Clonazolam

IUPAC Name

1-[1-(3-methoxyphenyl)cyclohexyl]piperidine

Year(s) and type of review / ECDD meetings
Drug Class
ECDD Recommendation
Inclusion in Schedule IV of the 1971 Convention on Psychotropic Substances
Recommendation (from TRS)
Substance identification
Clonazolam (chemical name: 6-(2-chlorophenyl)-1-methyl-8-nitro-4H- benzo[f][1,2,4]triazolo[4,3- a][1,4]diazepine) is a 1-4 triazolobenzodiazepine similar to clonazepam, triazolam and alprazolam. It is sold in powder, blotter, liquid and tablet forms.

WHO review history
Clonazolam has not been formally reviewed by WHO and is not currently under international control. Information was brought to WHO’s attention that this substance is manufactured clandestinely, poses a risk to public health and has no recognized therapeutic use.

Similarity to known substances and effects on the central nervous system
Clonazolam enhances the effects of the inhibitory neurotransmitter GABA by binding at the benzodiazepine site of the GABAA receptor. This mechanism of action and its effects (sedation, muscle relaxation, slurred speech, loss of motor control, amnesia) are similar to those of benzodiazepines such as diazepam, triazolam and alprazolam, which are controlled under Schedule IV of the 1971 Convention on Psychotropic Substances. The effects of clonazolam poisoning have been reversed with the benzodiazepine antagonist flumazenil, confirming that its action is mediated via the benzodiazepine receptor in the GABAA receptor complex.

Dependence potential
No controlled studies have been reported in animals or humans on the dependence potential of clonazolam, although its pharmacological effects and its similarity to other benzodiazepines indicate that it would be expected to produce dependence.

Development of tolerance to the effects of clonazolam after repeated use and the onset of withdrawal symptoms after cessation of use have been reported on online forums.

Actual abuse and/or evidence of likelihood of abuse
No studies in humans or animals have examined the abuse liability of clonazolam. Online forums describe its recreational use and consistently report strong anxiolytic effects. A number of published reports describe the management of cases of intoxication involving clonazolam in emergency departments or intensive care. Use of clonazolam has been confirmed analytically in cases of impaired driving, in combination with other substances. Clonazolam can increase the effects of other drugs, including opioids, and on its own can cause severe central nervous system depression, including somnolence, confusion, sedation and unconsciousness.

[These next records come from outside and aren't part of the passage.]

PR #275, opened 2023-12-25
Remove `train_from_scratch` config option

### LINKED ISSUE #263: Remove train_from_scratch
We should delete the train_from_scratch option from the config file.  If the user provides a model using the -m option, then we should start from that.  Otherwise, we train from scratch.  With the current setup, if a user provides a model but forgets to change this Boolean then the given model is ignored.

bittremieux:
Instead of having to specify `train_from_scratch` in the config file, training will proceed from an existing model weights file if this is given as an argument to `casanovo train`.

Fixes #263.


melihyilmaz (approved):
LGTM, thanks Wout!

Its identification has been reported in many countries in all regions, indicating that its use may be increasing. Clonazolam is increasingly sold as falsified pharmaceutical benzodiazepines.

Therapeutic usefulness
Clonazolam is not known to have any therapeutic use, is not on the WHO Model List of Essential Medicines and has never been marketed as a medicinal product.

Recommendation
Clonazolam (chemical name: 6-(2-chlorophenyl)-1-methyl-8-nitro-4H- benzo[f][1,2,4]triazolo[4,3- a][1,4]diazepine) is a 1-4 triazolobenzodiazepine with actions and effects very similar to those of benzodiazepines listed under Schedule IV in the Convention on Psychotropic Substances of 1971. Like other benzodiazepines, clonazolam can produce a state of dependence and central nervous system depression. There have been a number of reports of abuse, impaired driving and non-fatal intoxications. There is sufficient evidence of its abuse to constitute a public health problem, and it has no known therapeutic use.

Recommendation: The Committee recommend that clonazolam (chemical name: 6-(2-chlorophenyl)-1-methyl-8-nitro-4H-benzo[f][1,2,4]triazolo[4,3- a][1,4]diazepine) be added to Schedule IV of the 1971 Convention on Psychotropic Substances.